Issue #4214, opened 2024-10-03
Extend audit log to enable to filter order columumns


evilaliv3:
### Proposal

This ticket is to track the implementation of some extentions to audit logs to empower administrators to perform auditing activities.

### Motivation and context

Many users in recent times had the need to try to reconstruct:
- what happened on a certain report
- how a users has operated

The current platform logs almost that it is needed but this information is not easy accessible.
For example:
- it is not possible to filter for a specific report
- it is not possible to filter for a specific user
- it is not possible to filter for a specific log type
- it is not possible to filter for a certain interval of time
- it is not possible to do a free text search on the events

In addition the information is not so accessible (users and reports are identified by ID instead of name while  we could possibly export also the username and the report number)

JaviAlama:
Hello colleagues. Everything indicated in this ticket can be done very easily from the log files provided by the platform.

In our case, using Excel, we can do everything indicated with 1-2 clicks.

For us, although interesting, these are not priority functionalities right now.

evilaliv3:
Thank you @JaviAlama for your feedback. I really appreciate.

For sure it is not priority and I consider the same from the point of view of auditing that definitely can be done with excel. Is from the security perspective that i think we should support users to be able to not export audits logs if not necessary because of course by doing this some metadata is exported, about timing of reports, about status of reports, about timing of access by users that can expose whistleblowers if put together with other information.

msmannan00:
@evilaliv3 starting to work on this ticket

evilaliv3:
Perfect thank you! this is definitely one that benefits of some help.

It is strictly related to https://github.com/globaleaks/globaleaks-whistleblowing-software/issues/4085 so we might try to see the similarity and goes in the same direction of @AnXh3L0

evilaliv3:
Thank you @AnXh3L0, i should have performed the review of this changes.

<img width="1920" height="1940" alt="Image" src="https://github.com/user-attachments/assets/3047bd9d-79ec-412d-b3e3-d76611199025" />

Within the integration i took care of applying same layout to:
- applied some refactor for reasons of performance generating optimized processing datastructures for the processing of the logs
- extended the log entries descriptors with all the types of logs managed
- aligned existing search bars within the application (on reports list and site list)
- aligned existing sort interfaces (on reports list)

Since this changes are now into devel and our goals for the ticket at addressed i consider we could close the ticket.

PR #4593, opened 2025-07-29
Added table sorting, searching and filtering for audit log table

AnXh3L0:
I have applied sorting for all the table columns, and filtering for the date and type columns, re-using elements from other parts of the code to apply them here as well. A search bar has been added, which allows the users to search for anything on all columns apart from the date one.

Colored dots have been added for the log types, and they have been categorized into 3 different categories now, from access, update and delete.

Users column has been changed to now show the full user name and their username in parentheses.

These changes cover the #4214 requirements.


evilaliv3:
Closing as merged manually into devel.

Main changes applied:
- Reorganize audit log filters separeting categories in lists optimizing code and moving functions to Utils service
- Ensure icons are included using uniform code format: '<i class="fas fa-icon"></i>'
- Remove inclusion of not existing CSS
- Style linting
········
From the entries above, write out only the lines starting at the line that holds "Hello colleagues. Everything" and ending at the line that holds "Thank you @JaviAlama", keeping both and matching them exactly.

→ Exercise answer
Hello colleagues. Everything indicated in this ticket can be done very easily from the log files provided by the platform.

In our case, using Excel, we can do everything indicated with 1-2 clicks.

For us, although interesting, these are not priority functionalities right now.

evilaliv3:
Thank you @JaviAlama for your feedback. I really appreciate.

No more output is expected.